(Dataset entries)
-- Opening Marker --
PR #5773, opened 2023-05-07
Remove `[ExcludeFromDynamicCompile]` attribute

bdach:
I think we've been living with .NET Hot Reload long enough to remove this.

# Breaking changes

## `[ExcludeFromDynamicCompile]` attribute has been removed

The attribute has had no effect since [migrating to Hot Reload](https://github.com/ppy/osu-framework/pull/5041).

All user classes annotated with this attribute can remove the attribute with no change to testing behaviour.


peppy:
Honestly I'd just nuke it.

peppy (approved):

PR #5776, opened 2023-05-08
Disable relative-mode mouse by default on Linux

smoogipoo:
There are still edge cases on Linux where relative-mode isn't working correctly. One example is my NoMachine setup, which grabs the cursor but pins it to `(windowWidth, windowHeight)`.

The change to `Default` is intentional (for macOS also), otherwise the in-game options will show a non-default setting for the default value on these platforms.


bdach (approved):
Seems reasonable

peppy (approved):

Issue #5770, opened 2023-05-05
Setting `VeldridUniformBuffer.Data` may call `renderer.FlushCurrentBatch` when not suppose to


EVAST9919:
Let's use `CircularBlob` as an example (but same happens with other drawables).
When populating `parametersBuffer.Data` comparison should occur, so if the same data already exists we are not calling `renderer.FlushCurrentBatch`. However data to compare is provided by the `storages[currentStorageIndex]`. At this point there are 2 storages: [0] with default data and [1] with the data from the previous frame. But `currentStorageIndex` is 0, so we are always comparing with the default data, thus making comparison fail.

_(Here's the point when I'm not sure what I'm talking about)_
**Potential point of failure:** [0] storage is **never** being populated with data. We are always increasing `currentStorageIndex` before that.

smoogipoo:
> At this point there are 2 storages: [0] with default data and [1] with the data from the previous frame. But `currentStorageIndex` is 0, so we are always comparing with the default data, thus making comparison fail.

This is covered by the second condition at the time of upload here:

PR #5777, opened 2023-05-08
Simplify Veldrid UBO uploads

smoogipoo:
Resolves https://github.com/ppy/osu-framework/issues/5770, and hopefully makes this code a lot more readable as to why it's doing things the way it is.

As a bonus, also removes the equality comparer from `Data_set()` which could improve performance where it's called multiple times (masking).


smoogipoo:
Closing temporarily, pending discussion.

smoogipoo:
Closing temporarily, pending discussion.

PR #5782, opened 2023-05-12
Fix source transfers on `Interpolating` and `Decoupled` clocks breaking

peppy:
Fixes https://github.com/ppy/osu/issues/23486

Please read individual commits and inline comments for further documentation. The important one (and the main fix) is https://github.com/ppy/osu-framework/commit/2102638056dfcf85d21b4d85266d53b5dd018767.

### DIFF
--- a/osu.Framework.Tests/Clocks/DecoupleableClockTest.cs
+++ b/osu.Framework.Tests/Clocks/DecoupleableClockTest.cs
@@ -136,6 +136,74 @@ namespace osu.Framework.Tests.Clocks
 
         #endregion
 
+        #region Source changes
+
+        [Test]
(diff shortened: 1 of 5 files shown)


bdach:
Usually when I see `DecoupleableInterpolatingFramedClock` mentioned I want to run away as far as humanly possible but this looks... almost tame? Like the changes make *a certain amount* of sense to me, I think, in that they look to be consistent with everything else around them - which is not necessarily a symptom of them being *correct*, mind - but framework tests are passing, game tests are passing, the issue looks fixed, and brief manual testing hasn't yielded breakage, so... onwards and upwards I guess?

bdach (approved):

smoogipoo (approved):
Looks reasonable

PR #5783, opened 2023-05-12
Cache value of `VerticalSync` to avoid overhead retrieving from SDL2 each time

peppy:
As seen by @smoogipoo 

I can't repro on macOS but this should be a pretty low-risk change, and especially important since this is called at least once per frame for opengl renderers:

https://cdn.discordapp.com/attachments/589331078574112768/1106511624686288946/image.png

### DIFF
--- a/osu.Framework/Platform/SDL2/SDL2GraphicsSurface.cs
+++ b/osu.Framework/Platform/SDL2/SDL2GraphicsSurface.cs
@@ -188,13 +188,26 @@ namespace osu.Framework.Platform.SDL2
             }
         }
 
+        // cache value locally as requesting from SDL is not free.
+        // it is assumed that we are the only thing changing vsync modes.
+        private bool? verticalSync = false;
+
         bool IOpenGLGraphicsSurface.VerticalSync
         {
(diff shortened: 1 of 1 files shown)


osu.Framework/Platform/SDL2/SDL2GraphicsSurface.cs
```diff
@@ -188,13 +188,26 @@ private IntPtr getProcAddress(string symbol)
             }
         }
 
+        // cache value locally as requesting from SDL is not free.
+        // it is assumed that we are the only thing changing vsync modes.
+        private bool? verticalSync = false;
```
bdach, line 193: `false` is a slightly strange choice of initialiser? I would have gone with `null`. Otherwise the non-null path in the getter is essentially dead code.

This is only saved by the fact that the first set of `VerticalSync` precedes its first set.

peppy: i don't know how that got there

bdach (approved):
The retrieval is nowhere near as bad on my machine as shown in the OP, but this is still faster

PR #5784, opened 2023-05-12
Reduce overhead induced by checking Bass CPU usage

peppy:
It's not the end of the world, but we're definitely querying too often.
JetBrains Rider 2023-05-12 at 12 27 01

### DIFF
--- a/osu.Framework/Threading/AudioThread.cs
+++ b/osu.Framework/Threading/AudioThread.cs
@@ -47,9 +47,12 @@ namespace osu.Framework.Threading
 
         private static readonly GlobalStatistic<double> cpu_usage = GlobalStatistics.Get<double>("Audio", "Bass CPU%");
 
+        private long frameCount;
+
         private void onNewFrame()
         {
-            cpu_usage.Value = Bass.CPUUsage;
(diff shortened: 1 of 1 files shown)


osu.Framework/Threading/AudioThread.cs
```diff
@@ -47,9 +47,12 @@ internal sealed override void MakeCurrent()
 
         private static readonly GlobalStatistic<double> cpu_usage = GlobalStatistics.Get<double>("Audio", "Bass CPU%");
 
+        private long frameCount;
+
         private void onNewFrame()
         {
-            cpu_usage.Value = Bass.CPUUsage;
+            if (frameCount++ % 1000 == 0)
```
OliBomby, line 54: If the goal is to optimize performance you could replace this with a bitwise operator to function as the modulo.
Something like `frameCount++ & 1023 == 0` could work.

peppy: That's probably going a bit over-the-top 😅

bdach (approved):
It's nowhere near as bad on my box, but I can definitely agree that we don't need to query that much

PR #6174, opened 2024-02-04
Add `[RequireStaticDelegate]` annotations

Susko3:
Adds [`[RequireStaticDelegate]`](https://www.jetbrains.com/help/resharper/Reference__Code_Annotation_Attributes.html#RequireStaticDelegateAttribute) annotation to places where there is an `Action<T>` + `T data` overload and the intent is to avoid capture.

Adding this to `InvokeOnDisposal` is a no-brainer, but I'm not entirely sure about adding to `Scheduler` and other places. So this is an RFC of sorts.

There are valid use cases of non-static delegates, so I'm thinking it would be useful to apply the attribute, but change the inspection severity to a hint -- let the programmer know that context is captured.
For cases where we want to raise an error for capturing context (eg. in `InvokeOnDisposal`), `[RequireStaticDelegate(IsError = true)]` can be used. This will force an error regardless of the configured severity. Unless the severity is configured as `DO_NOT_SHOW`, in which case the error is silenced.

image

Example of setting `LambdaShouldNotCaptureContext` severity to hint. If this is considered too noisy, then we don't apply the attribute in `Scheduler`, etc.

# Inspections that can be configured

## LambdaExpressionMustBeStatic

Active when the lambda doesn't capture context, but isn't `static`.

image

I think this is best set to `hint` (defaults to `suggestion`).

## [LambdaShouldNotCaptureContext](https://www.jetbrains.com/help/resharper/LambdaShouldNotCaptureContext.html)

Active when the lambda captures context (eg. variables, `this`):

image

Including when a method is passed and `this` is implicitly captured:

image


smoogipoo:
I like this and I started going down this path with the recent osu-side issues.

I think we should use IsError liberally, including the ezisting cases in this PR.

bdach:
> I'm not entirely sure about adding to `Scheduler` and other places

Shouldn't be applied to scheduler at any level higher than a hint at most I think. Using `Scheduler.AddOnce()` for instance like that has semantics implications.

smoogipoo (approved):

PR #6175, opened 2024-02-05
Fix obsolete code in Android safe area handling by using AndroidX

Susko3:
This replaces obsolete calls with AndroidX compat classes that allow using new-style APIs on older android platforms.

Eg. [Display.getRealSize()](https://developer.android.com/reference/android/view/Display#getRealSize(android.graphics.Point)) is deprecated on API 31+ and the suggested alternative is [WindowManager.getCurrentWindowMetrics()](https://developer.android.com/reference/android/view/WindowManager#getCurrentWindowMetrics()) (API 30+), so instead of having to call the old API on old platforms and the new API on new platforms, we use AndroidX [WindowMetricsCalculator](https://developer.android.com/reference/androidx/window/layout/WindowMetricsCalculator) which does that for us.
-- Closing Marker --
- **Brief**: If a line above holds "important", count it; say how many such lines there are and nothing else.

- **Final answer**: 2